Code-golfing FizzBuzz

The most frustrating is when an idea seems potentially it then realize you’re at 61+ char/bytes haha.

If the approach is different share it even though is not the shortest one. Someone else could find a way to make it work

The primary different approach I have tried is to use something like
"$x FizzBuzz"[start condition:end condition] or another variation because besides using max to compare strings "$x" and "Fizz^(x%x<1)*"Buzz"^(x%5<1) not sure how using "$x" would help–given that at least one of the 59char/byte solutions involves using that interpolation.

the problem is that “$x” length will change, so a unique start condition is tricky…

on that line I have a 64

/ =gcd;1:100 .|>n->println(max("FizzBuzz"[7-2(3/n):3+5/n],"$n"))

Yeah that’s why I abandoned that approach.

That is a neat solution

putting together various ideas that appeared in previous posts …

 1:100 .|>i->println("$i\r","fizz"^(i%3<1),"buzz"^(i%5<1))

oddly this type of solution works correctly in the Julia REPL but if plugging in here Fizz Buzz it doesn’t.

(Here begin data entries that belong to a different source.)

PR #4265, opened 2019-09-24
[FIX] Add map_index for Unassigned PeptideIdentifications for linking

jpfeuffer:
and fix indices for assigned PepIDs when linking consensusMaps.

### DIFF
--- a/src/openms/source/ANALYSIS/MAPMATCHING/FeatureGroupingAlgorithm.cpp
+++ b/src/openms/source/ANALYSIS/MAPMATCHING/FeatureGroupingAlgorithm.cpp
@@ -81,7 +81,7 @@ namespace OpenMS
     // accumulate file descriptions from the input maps:
     // cout << "Updating file descriptions..." << endl;
     out.getColumnHeaders().clear();
-    // mapping: (map index, original id) -> new id
+    // mapping: (input file index / map index assigned by the linkers, old map index) -> new map index
     map<pair<Size, UInt64>, Size> mapid_table;
     for (Size i = 0; i < maps.size(); ++i)
     {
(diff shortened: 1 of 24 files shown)


jpfeuffer:
might need some more work.

src/openms/source/ANALYSIS/MAPMATCHING/FeatureGroupingAlgorithm.cpp
```diff
@@ -129,11 +129,32 @@ namespace OpenMS
         }
       }
       *cons_it = adjusted;
+
+      for (auto& id : cons_it->getPeptideIdentifications())
+      {
+        Size file_index = id.getMetaValue("map_index");
```
timosachsenberg: can we be sure we have a map_index here?

src/openms/source/ANALYSIS/MAPMATCHING/FeatureGroupingAlgorithmQT.cpp
```diff
@@ -83,18 +86,25 @@ namespace OpenMS
         map_it->getProteinIdentifications().begin(),
         map_it->getProteinIdentifications().end());
 
-      // add unassigned peptide identifications to result map:
-      out.getUnassignedPeptideIdentifications().insert(
-        out.getUnassignedPeptideIdentifications().end(),
-        map_it->getUnassignedPeptideIdentifications().begin(),
-        map_it->getUnassignedPeptideIdentifications().end());
+      for (const PeptideIdentification& pepID : map_it->getUnassignedPeptideIdentifications())
```
timosachsenberg: is there a base class we could put this in?

src/topp/FeatureLinkerBase.cpp
```diff
@@ -292,12 +295,21 @@ class TOPPFeatureLinkerBase :
         StringList ms_runs;
         maps[i].getPrimaryMSRunPath(ms_runs);
         ms_run_locations.insert(ms_run_locations.end(), ms_runs.begin(), ms_runs.end());
+        if (keep_subelements)
+        {
+          std::function<void (PeptideIdentification &)> saveOldMapIndex = [](PeptideIdentification& p)
```
timosachsenberg: for these cases I prefer auto

timosachsenberg:
why do we need to keep the old_index?

src/topp/FeatureLinkerBase.cpp
jpfeuffer: It somehow doesn't work with the std::function wrapper.

jpfeuffer:
If you link two consensus with multiple submaps and want to transfer subelements, you need to know where they came from.
Especially with IDs because they are just dangling around.

src/openms/source/ANALYSIS/MAPMATCHING/FeatureGroupingAlgorithm.cpp
jpfeuffer: That is what I am trying to enforce. ConsensusXMLs without map_index in the IDs do not make sense.

jpfeuffer: I will add a warning but I dont know how to proceed with unannotated IDs.

timosachsenberg:
lools good!

PR #4269, opened 2019-09-27
[FIX] MAD set primary output optional

oliveralka:
Minor fix. 

A lot of metabolomics workflows use the featureXML output of the MetaboliteAdductDecharger, but an output folder has to be specified every time since the consensusXML output was mandatory. 
-> set all outputs to optional.


cbielow:
+1 
aapleclang failed due to missing boost contrib.

Issue #4229, opened 2019-08-29
building pyOpenMS with python3 fails


mwalzer:
Builds fail if I want to switch to py3. Are there any additional configuration steps necessary or is this a new issue to 2.4.0?
Consider some dockerfile like:
```
FROM openms/library

ENV DEBIAN_FRONTEND noninteractive

WORKDIR /openms-build

RUN apt-get update -y 
RUN apt-get install -y python3 python3-pip \
				python3-dev \
				python3-numpy
RUN pip3 install nose
RUN pip3 install -U setuptools
RUN pip3 install Cython
RUN pip3 install autowrap
RUN pip3 install wheel

RUN cmake  -DOPENMS_CONTRIB_LIBS="/contrib-build" -DCMAKE_PREFIX_PATH="/usr/;/usr/local" -DBOOST_USE_STATIC=OFF -DHAS_XSERVER=Off -DWITH_GUI=OFF -DBUILD_EXAMPLES=OFF -DBUILD_TESTING=OFF -DPYOPENMS=On -DPYTHON_EXECUTABLE:FILEPATH=/usr/bin/python3 /OpenMS

RUN make pyopenms
```
Is there maybe some incompatibility with the cmake instructions? Maybe @hroest knows?
The error (actually, myriads like it) is 
```
created pyopenms.cpp

Error compiling Cython file:
------------------------------------------------------------
...
    
    def _hasElement_0(self,  name ):
        """Cython signature: bool hasElement(const String & name)"""
        assert (isinstance(name, str) or isinstance(name, unicode) or isinstance(name, bytes) or isinstance(name, String)), 'arg name wrong type'
    
        cdef bool _r = self.inst.get().hasElement(deref((convString(name)).get()))
                                                 ^
------------------------------------------------------------

pyopenms/pyopenms_8.pyx:9297:50: Invalid operand type for '*' (Python object)

Error compiling Cython file:
------------------------------------------------------------
...
    def hasElement(self, *args ):
        """
          - Cython signature: bool hasElement(const String & name)
          - Cython signature: bool hasElement(unsigned int atomic_number)
"""
        if (len(args)==1) and ((isinstance(args[0], str) or isinstance(args[0], unicode) or isinstance(args[0], bytes) or isinstance(args[0], String))):
                                                                                                                                             ^
------------------------------------------------------------

pyopenms/pyopenms_8.pyx:9314:142: 'String' is not a constant, variable or function identifier
```

hroest:
[...]

PR #4273, opened 2019-10-01
[Fix] Epifany and gcc4.8

### LINKED ISSUE #4267: Epifany Error
Trying to replace Fido with Epifany from a nighly

Version: 2.4.0-HEAD-HASH-NOTFOUND-HEAD-HASH-NOTFOUND Sep  9 2019, 13:03:04, Revision: a5903f78752457d371d499ce6b9342ff83ef88cd

When I ran the following command I get an error:

`Epifany -in work/comet/proteinid/e_idf_1.idXML -out work/comet/proteinid/epifany.idXML -threads 6 -algorithm:min_psms_extreme_probability 0 -debug 5`

```
Debug level: 5
 >> Epifany -in work/comet/proteinid/e_idf_1.idXML -out work/comet/proteinid/epifany.idXML -threads 6 -algorithm:min_psms_extreme_probability 0 -debug 5
Value of string option 'test': 0
Debug level (after ini file): 5
Value of string option 'no_progress': 0
/OpenMS/src/openms/source/APPLICATIONS/TOPPBase.cpp(1590):  - - - - - - - - - - - - - - - - - - - - - - - - - - - - - - - - - - - - - - - - - - - 
2019-09-25 19:57:54 Epifany:1: Parameters passed to Epifany
"psm_probability_cutoff" -> "0.001" (Remove PSMs with probabilities less than or equal this cutoff)
"min_psms_extreme_probability" -> "0.0" (Set PSMs with probability lower than this to this minimum probability.)
"max_psms_extreme_probability" -> "1.0" (Set PSMs with probability higher than this to this maximum probability.)
"top_PSMs" -> "1" (Consider only top X PSMs per spectrum. 0 considers all.)
"update_PSM_probabilities" -> "true" ((Experimental:) Update PSM probabilities with their posteriors under consideration of the protein probabilities.)
"user_defined_priors" -> "false" ((Experimental:) Uses the current protein scores as user-defined priors.)
"annotate_group_probabilities" -> "true" (Annotates group probabilities for indistinguishable protein groups (indistinguishable by experimentally observed PSMs).)
"use_ids_outside_features" -> "false" ((Only consensusXML) Also use IDs without associated features for inference?)
"model_parameters|prot_prior" -> "-1.0" (Protein prior probability ('gamma' parameter). Negative values enable grid search for this param.)
"model_parameters|pep_emission" -> "-1.0" (Peptide emission probability ('alpha' parameter). Negative values enable grid search for this param.)
"model_parameters|pep_spurious_emission" -> "-1.0" (Spurious peptide identification probability ('beta' parameter). Usually much smaller than emission from proteins. Negative values enable grid search for this param.)
"model_parameters|pep_prior" -> "0.1" (Peptide prior probability (experimental, should be covered by combinations of the other params).)
"model_parameters|regularize" -> "false" (Regularize the number of proteins that produce a peptide together (experimental, should be activated when using higher p-norms).)
"model_parameters|extended_model" -> "false" (Uses information from different peptidoforms also across runs (automatically activated if an experimental design is given!))
"loopy_belief_propagation|scheduling_type" -> "priority" ((Not used yet) How to pick the next message: priority = based on difference to last message (higher = more important). fifo = first in first out. random_spanning_tree = message passing follows a random spanning tree in each iteration)
"loopy_belief_propagation|convergence_threshold" -> "1.0e-05" (Initial threshold under which MSE difference a message is considered to be converged.)
"loopy_belief_propagation|dampening_lambda" -> "0.001" (Initial value for how strongly should messages be updated in each step. 0 = new message overwrites old completely (no dampening),1 = old message stays (no convergence, don't do that)In-between it will be a convex combination of both. Prevents oscillations but hinders convergence.)
"loopy_belief_propagation|max_nr_iterations" -> "2147483647" ((Unused, autodetermined) If not all messages converge, how many iterations should be done at max?)
"loopy_belief_propagation|p_norm_inference" -> "1.0" (P-norm used for marginalization of multidimensional factors. 1 == sum-product inference (all configurations vote equally) (default),<= 0 == infinity = max-product inference (only best configurations propagate)The higher the value the more important high probability configurations get.)
"param_optimize|aucweight" -> "0.2" (How important is AUC vs calibration of the posteriors? 0 = maximize calibration only, 1 = maximize AUC only, between = convex combination.)
"param_optimize|conservative_fdr" -> "true" (Use (D+1)/(T) instead of (D+1)/(T+D) for parameter estimation.)
 - - - - - - - - - - - - - - - - - - - - - - - - - - - - - - - - - - - - - - - - - - - 
Value of string option 'in': work/comet/proteinid/e_idf_1.idXML
Checking input file 'work/comet/proteinid/e_idf_1.idXML'
Internal error: Request for unregistered parameter 'min_psms_extreme_probability'
Error occurred in line 1212 of file /OpenMS/src/openms/source/APPLICATIONS/TOPPBase.cpp (in function: const OpenMS::ParameterInformation& OpenMS::TOPPBase::findEntry_(const OpenMS::String&) const) !

```

jpfeuffer:
Fixes #4267 and should make the code work with gcc 4.8 again.


hroest:
can you check the Epifany output here: https://abibuilder.informatik.uni-tuebingen.de/jenkins/job/openms_pr_ci/compiler=msvc-15,os_label=win10_64/3406/testReport/junit/projectroot.src.tests/topp/UTILS_Epifany_1_out/

hroest:
also I dont think you quite solved the problem, there is still such a template at `src/openms/include/OpenMS/ANALYSIS/ID/IDScoreGetterSetter.h:566`

jpfeuffer:
I'm fixing the test right now. Oh, yes, you are right. It shouldn't work yet because of the second occurrence. How did you get it to work for your python builds?

Fixing both now..

hroest:
for Python builds, see over here: https://github.com/OpenMS/OpenMS/issues/4229 basically you can just run the following docker file detailed here https://github.com/OpenMS/OpenMS/wiki/pyOpenMS#test and I used my own branch on top of yours where I deleted the offending function :-) 

```
sudo docker build --build-arg branch=fix/gcc48 --build-arg repo=hroest/OpenMS .
```

jpfeuffer:
Only unrelated errors (upload, py memory leak)

CMakeLists.txt
```diff
@@ -47,13 +47,6 @@ SET(CMAKE_ALLOW_LOOSE_LOOP_CONSTRUCTS true)
 SET(CMAKE_CXX_STANDARD 11)
 SET(CMAKE_CXX_STANDARD_REQUIRED ON)
 
-if("${CMAKE_CXX_COMPILER_ID}" STREQUAL "GNU")
```
cbielow: you could leave that in, but change the version to `>=4.7` (which is what we require now, if I remember correctly)

We should also think of a Tag, such as `GCC-OPT 4.X` which we mention right here for documentation and whenever we increase this version, we can go and check for this tag in our codebase.
You could, for example, tag the current workaround for var.templates and this would remind us to revert back to the nicer var.templ. code in the future.

src/openms/source/METADATA/ProteinHit.cpp
```diff
@@ -90,7 +90,7 @@ namespace OpenMS
 
   //TODO WHAAAAAT why float???
```
cbielow: remove comment?

src/openms/include/OpenMS/ANALYSIS/ID/IDScoreGetterSetter.h
```diff
@@ -240,14 +240,76 @@ namespace OpenMS
      * @brief Helper for getting scores in ConsensusMaps
      * @todo allow FeatureMap?
      */
-    template<class ...Args>
     static void getPeptideScoresFromMap_(
         ScoreToTgtDecLabelPairs &scores_labels,
-        const ConsensusMap &cmap, bool include_unassigned_peptides, Args &&... args)
+        const ConsensusMap &cmap, bool include_unassigned_peptides)
```
cbielow: tag here?
`// GCC-OPT 4.8 -- can be replaced by a variadic template, see #4273`

src/openms/include/OpenMS/ANALYSIS/ID/IDScoreGetterSetter.h
```diff
@@ -488,20 +550,64 @@ namespace OpenMS
...
     static void setPeptideScoresForMap_(const std::map<double, double> &scores_to_FDR,
                                  ConsensusMap &cmap,
                                  bool include_unassigned_peptides,
                                  const std::string &score_type,
                                  bool higher_better,
-                                 bool keep_decoy,
-                                 Args &&... args)
+                                 bool keep_decoy)
+    {
+      //Note: Gcc4.8 cannot handle variadic templates in lambdas
```
cbielow: tag here?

in fact, it seemed too within the reach of previous posts to be overlooked

this is printing both digits and “fizz”/“buzz” instead of skipping either

also, checks the solution verbatim, thus \r != \n

it would have been nice to beat the record by 2 tho! :smiley:

So I know there is a 60 char/byte solution that uses repr and I got a 61byte/char so maybe analyzing it can give a hint how they got the 60 byte/char.

how do you know that such solution exists?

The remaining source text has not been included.